- _What you have to do_
Nothing but a number should be given: how many lines in the entries below include the string "capitalization".

Collected data entries
● ● ●
PR #485, opened 2021-12-13
Remove default value for SlackDefaultSignInWorkspace

homebysix:
There is no default value for this setting, as it varies per organization.


kevinmcox:
Nice catch, thanks.

relgit:
@homebysix looks good; could you just also update the `pfm_last_modified` tag before we merge?

homebysix:
Done.

PR #489, opened 2021-12-18
Set all `pfm_format_version` to `<integer>1</integer>`

homebysix:
The [Manifest Format Versions](https://github.com/ProfileCreator/ProfileManifests/wiki/Manifest-Format-Versions) wiki page says:

> IMPORTANT
> These versions will be reset to 1 when the first non-beta release will be available. This is for testing the version system, and on release, the first version will include all keys available at that time.

This PR adjusts all instances of `pfm_format_version` to `<integer>1</integer>` to match that statement.

It's worth noting that the old [Apple preference manifest documentation](https://developer.apple.com/library/archive/documentation/MacOSXServer/Conceptual/Preference_Manifest_Files/Preface/Preface.html) defines this key (and other version keys) as `<real>1.0</real>`. I'm choosing to use integer to match conventions already in use in this repo.

I have not included updates to the `pfm_last_modified` or `pfm_version` but could add those if needed.

### DIFF
--- a/Manifests/ManagedPreferencesApple/com.apple.Safari.SandboxBroker.plist
+++ b/Manifests/ManagedPreferencesApple/com.apple.Safari.SandboxBroker.plist
@@ -11,7 +11,7 @@
 	<key>pfm_domain</key>
 	<string>com.apple.Safari.SandboxBroker</string>
 	<key>pfm_format_version</key>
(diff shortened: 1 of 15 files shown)


homebysix:
Added last modification date updates.

apizz (approved):

PR #497, opened 2021-12-25
Add additional Zoom preferences

apizz:


kevinmcox:
It looks like there are some inconsistencies in the Zoom documentation:
https://support.zoom.us/hc/en-us/articles/115001799006-Mass-deploying-preconfigured-settings-for-Mac

For instance in the example XML near the top of the page they show "nogoogle" and "nofacebook" as the keys. However they are listed as "NoGoogle" and "NoFacebook" in the table further down the page.

I wonder if one of those is wrong or if the capitalization doesn't actually matter for some of those keys?

apizz:
@kevinmcox recently a colleague of mine was testing Zoom configs using the documented capitalization rather than the previous lowercase and it works as expected.  Maybe you're right and capitalization doesn't matter, but going to leave as documented for consistency.

I've already reported 1 issue on the page to Zoom support: `SetScreenCaptureMode` is in the 'Meetings' section which indicates at the top of the section that all values are boolean, but that's just not possible given there are 5 possible values [0-4].  In my testing confirmed that this is in fact a `string` and not an `integer`.

PR #503, opened 2022-01-12
DigiDNA Parental Controls: Application Access improvements

relgit:
Added missing column titles and made conditional exclusions support value-less targets. Also, added the documentation URL.


kevinmcox (commented):
Looks good to me.

Issue #377, opened 2020-11-10
com.apple.applicationaccess-macOS.plist


bp88:
### Please provide the following information:

**Name of App / Payload**: *com.apple.applicationaccess*

**Preference key(s) needing fixing**: 

**Description of problem(s) / error(s) with listed key(s)**:
*Open up the Restrictions payload for macOS, the following tabs are completely empty when you click on them:
AirPrint, Classroom and Updates*

**Description of expected behavior**:
I expect to see some preferences in these tabs.

**Applicable Documentation URL(s)**:

**How are you testing / deploying your profile?**: Running ProfileCreator 0.3.2

apizz:
After submitting PR #387 seeing updates missing as well.  Pretty sure this is a subdomain thing.

![Screen Shot 2020-11-21 at 5 36 23 PM](https://user-images.githubusercontent.com/11789931/99889083-1baf9700-2c20-11eb-99f5-182858c11307.png)

apizz:
@erikberglund if you're able, can you take a look at this?

kevinmcox:
There is still an issue here. The tabs are no longer empty, but AirPrint and Classroom display the same single key, `enforcedFingerprintTimeout` in Profile Creator, but completely different options in iMazing.

Is there a limitation in PC that causes this while iMazing can handle it? @relgit can you take a look since you've been working in the other Restrictions profiles recently?

relgit:
Sure. Looks like `enforcedFingerprintTimeout` was not assigned to a segment. I've just added deae6f7 in #504 which fixes that.

PR #504, opened 2022-01-12
DigiDNA Restrictions tweaks

relgit:
This PR makes two miscellaneous tweaks in the Restrictions manifest:
* Removes redundant appearance of key name in segment
*  Adds default value to key


kevinmcox (commented):
Dang this is a massive profile...

Despite having an `AirPlay` section in `pfm_segments` of both the old and updated manifest, I do not get an AirPlay section in the GUI.

relgit:
It's a beast, I know.

Looks like `pfm_range_list_titles` omits AirPlay for some reason. Let me add a commit amending this quickly.

relgit:
There; try when you're ready.

relgit:
Apart for corrections made after discussion in #377, I've now also added a commit removing key-level documentation URLs in two cases where they were equal to the domain's general one.

apizz (approved):

PR #507, opened 2022-01-23

kevinmcox:
• Adds new `UpdaterOptimization` key
• Changes Teams ID to new value
• Sets `ChannelName` to be required if `ManifestServer` is configured


apizz:
Thanks for this @kevinmcox .  FYI - if the `pfm_range_list_titles` has no variance from `pfm_range_list` then it's not necessary.

Also, was looking at https://downloads.lib.utah.edu/media_streaming_presentation_documents/pdf/mac_mgrs/20220119_mm/2022.01.19_mm_office.pdf and it appears there's also support for updating TEAMS10 with MAU 4.45 and wanted to make sure that was included here.

kevinmcox:
That makes since on the range list, thanks.

I changed the Teams Application ID already for that upcoming support.

PR #509, opened 2022-01-27
DigiDNA self-exclusion removed in the Passcode manifest

relgit:
This PR removes all conditionals that caused keys to exclude themselves in the Passcode manifest.

I believe that these conditions were some sort of an early attempt at preventing write-out of default values, at least in the case of `minLength` and `minComplexChars`. Since we do not prevent admins from reaffirming defaults, the conditions should be removed.

As per `maxInactivity` which has no default value, I can venture a guess that the condition was probably left there by mistake after copy-and-pasting, since it incorrectly prevented a value of `0` from being set on the key.

As a bonus, I've updated the conditional on `maxFailedAttempts` to explicitly represent requirement.


apizz (approved):
lgtm

PR #516, opened 2022-02-02
 Update macOS restrictions correction

relgit:
Just adding a small correction to the title of a key added in #515.


apizz (approved):
Thanks for correcting my mistak

PR #524, opened 2022-02-14
DigiDNA MCX Wi-Fi Managed correction

relgit:
The Wi-Fi Managed Settings manifest uses an incorrect preference domain when it should just be a subdomain of the greater MCX domain.

This PR renames the manifest file according to convention used on other subdomains of MCX and corrects the information inside the manifest to match. It also contains two minor rewording tweaks.

### DIFF
--- a/Manifests/ManifestsApple/com.apple.MCX-WiFiManagedSettings.plist
+++ b/Manifests/ManifestsApple/com.apple.MCX-WiFiManagedSettings.plist
@@ -3,28 +3,28 @@
 <plist version="1.0">
 <dict>
 	<key>pfm_description</key>
-	<string>Wi-Fi Managed Settings</string>
+	<string>Use this section to define managed Wi-Fi settings</string>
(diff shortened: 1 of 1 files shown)


kevinmcox (commented):
Looks OK to me.

apizz (approved):

apizz (changes requested):
Sorry we need a pfm_last_modified update pls & ty

relgit:
It's buried, but it's there.

kevinmcox (approved):

Reem502 (approved):

apizz (approved):

apizz:
I don't know who @Reem502 is but given they're a new user and only those who have some role in this project should be able approve or request changes on code review, I've enabled a setting to lock this down.

relgit:
I don't know either. Perhaps someone who had just joined GitHub as you said and who doesn't yet know their way around the site 🤷‍♂️

PR #532, opened 2022-02-23
Added Install or Defer manifest

mpanighetti:
- added manifest for Install or Defer (https://github.com/mpanighetti/install-or-defer#configuration-profile)

### DIFF
--- a/Manifests/ManagedPreferencesApplications/com.github.mpanighetti.install-or-defer.plist
+++ b/Manifests/ManagedPreferencesApplications/com.github.mpanighetti.install-or-defer.plist
@@ -179,7 +179,7 @@ A profile can consist of payloads with different version numbers. For example, c
 			<key>pfm_name</key>
 			<string>DiagnosticLog</string>
 			<key>pfm_title</key>
-			<string>Diagnostic Log</string>
+			<string>Enable Diagnostic Log</string>
 			<key>pfm_type</key>
 			<string>boolean</string>
 		</dict>
--- a/Manifests/ManagedPreferencesApplications/com.github.mpanighetti.install-or-defer.plist
+++ b/Manifests/ManagedPreferencesApplications/com.github.mpanighetti.install-or-defer.plist
@@ -124,6 +124,8 @@ A profile can consist of payloads with different version numbers. For example, c
 		<dict>
 			<key>pfm_app_min</key>
 			<string>5.0</string>
+			<key>pfm_default</key>
+			<string>Install</string>
 			<key>pfm_description</key>
 			<string>The label of the install button.</string>
 			<key>pfm_description_reference</key>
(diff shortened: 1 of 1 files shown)


kevinmcox:
@mpanighetti Thanks for the contribution!

Looking at the Release History it looks like you could also use app minimim keys on a number of the preferences. This highlights that they must be on a specific release of Install or Defer for the keys to work (at Line 125 for example) e.g.
```
<key>pfm_app_min</key>
<string>5.0</string>
```

It can get a little repetitive, but if you add this to the individual payload keys it'll make the link to the documentation show up in the ProfileCreator GUI for easy reference (at Line 129 for example):

```
<string>https://github.com/mpanighetti/install-or-defer#configuration-profile</string>
```

You probably also want to specify the targets: system, user or both? (Line 343)
```
<key>pfm_targets</key>
<array>
	<string>system</string>
	<string>user</string>
</array>
```

kevinmcox (changes requested):
@mpanighetti Thanks for the contribution!

Looking at the Release History it looks like you could also use app minimim keys on a number of the preferences. This highlights that they must be on a specific release of Install or Defer for the keys to work (at Line 125 for example) e.g.
```
<key>pfm_app_min</key>
<string>5.0</string>
```

It can get a little repetitive, but if you add this to the individual payload keys it'll make the link to the documentation show up in the ProfileCreator GUI for easy reference (at Line 129 for example):

```
<string>https://github.com/mpanighetti/install-or-defer#configuration-profile</string>
```

You probably also want to specify the targets: system, user or both? (Line 343)
```
<key>pfm_targets</key>
<array>
	<string>system</string>
	<string>user</string>
</array>
```

mpanighetti:
Thanks! Made those adjustments (I'll update the docs on the app side to specify minimum version for each key for consistency), let me know if anything else should be changed.

kevinmcox (approved):

apizz:
@mpanighetti I made some tweaks.  At this time, the `pfm_description_reference` key isn't visible in the UI, so took some info that comes across as helpful or important missing from the `pfm_description` and put in a `pfm_note`.  Check out my notes in the 'Tweaks' commit.

If the changes look OK to you, will get this merged.

Thanks again for the contribution!

apizz (approved):

mpanighetti:
Changes look good to me, thanks for your help!

Manifests/ManagedPreferencesApplications/com.github.mpanighetti.install-or-defer.plist
```diff
@@ -0,0 +1,410 @@
...
+			<key>pfm_description</key>
+			<string>Whether to write to a persistent log file at /var/log/install-or-defer.log.</string>
+			<key>pfm_description_reference</key>
+			<string>Whether to write to a persistent log file at /var/log/install-or-defer.log. Defaults to false, instead writing all output to the system log for live diagnostics.</string>
+			<key>pfm_documentation_url</key>
+			<string>https://github.com/mpanighetti/install-or-defer#configuration-profile</string>
+			<key>pfm_name</key>
+			<string>DiagnosticLog</string>
+			<key>pfm_title</key>
+			<string>Diagnostic Log</string>
```
relgit, line 182: Can this be reworded into _Persist Diagnostic Log_? There's no description for booleans in IPE so this would give a bit more context.

relgit (changes requested):
Other than my one comment this looks good to me.

Manifests/ManagedPreferencesApplications/com.github.mpanighetti.install-or-defer.plist
mpanighetti: Renamed to "Enable Diagnostic Log" to better indicate it's a boolean key.

PR #537, opened 2022-02-24
Add allowApplePersonalizedAdvertising to macOS Restrictions

apizz:


apizz:
I'M SILLY - wrong payload: com.apple.AdLib, we already added this...

PR #542, opened 2022-03-02
Change Fast User Switching default

kevinmcox:
Discussion in Slack made us realize that the default behavior of `MultipleSessionEnabled` is actually `false` contrary to Apple's documentation.


kevinmcox:
Additional testing and discussion in Slack revealed that the default behavior for this key varies widely depending on the number of users on a computer and how they were created (System Preferences vs. MDM).

Closing this in lieu of a different solution.

PR #740, opened 2024-12-30

doschupp:
Add new values for NSM v3.1.0 and newer


kevinmcox (changes requested):
Thanks for the contribution @doschupp.

Can you please run the file through plutil and validate the cleanup:
`plutil -convert xml1 de.fau.rrze.NetworkShareMounter.plist`

Please bump `pfm_version` since new keys were added.

Why is `useNewDefaultLocation` being removed? Normally we leave old keys for folks who may still be deploying old versions of the app. We just notate they they no longer apply with a `pfm_app_max` value.

kevinmcox:
Closing due to lack of response.

PR #752, opened 2025-01-23
Standardize and unify common payload keys

### LINKED ISSUE #751: Add PayloadOrganization subkey
**Name of App / Payload**: Various manifests (`org.videolan.vlc.plist`,`net.glencode.Particulars.plist`,`com.jigsaw24.ElevateSecurityLogs.plist`,etc)

**Preference key(s) to be added / updated**: `PayloadOrganization`

Upon correcting my mistake in this [PR](https://github.com/ProfileManifests/ProfileManifests/pull/737#issuecomment-2599052805), many manifests don't have PayloadOrganization subkey.

relgit:
This PR standardizes and unifies the [common payload keys](digidna/profilemani) across all active system and app manifests.

As part of this, the following work was done:
* Keys were added where missing. This is mainly about the `PayloadOrganization` key which was missing in many places, but others were missing too here and there.
* Keys were aligned with Apple's most recent documentation. This is largely about titles and descriptions but includes other information such as the range list of the `PayloadVersion` key.
* The order of keys was made consistent across all manifests in this PR.

@kevinmcox  – two points for you:

First, no changes were made to the _ManagedPreferencesDeveloper_ manifests. These are not used for actual configuration so I wanted to discuss what treatment they should get if any.

And second, the unified order of the keys means that the display name and description keys are now flipped in ProfileCreator. If that's ok we can proceed. Otherwise I could revert the order in the _Configuration.plist_ manifest as an exception.

The PR closes #751 (shout-out to @Fgeronimo for noticing the missing keys).

### DIFF
--- a/Manifests/ManagedPreferencesApple/com.apple.AdLib.plist
+++ b/Manifests/ManagedPreferencesApple/com.apple.AdLib.plist
@@ -20,7 +20,7 @@
 			<key>pfm_default</key>
 			<string>Configures Ad Tracking settings</string>
 			<key>pfm_description</key>
-			<string>Description of the payload.</string>
+			<string>The human-readable description of this payload. This description appears on the Detail screen.</string>
 			<key>pfm_description_reference</key>
 			<string>Optional. A human-readable description of this payload. This description is shown on the Detail screen.</string>
 			<key>pfm_name</key>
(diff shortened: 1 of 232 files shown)


kevinmcox (approved):
> And second, the unified order of the keys means that the display name and description keys are now flipped in ProfileCreator. If that's ok we can proceed. Otherwise I could revert the order in the Configuration.plist manifest as an exception.

Let's roll with it for now, we can always flip it back later if we decide to.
● ● ●
- _Your response_
2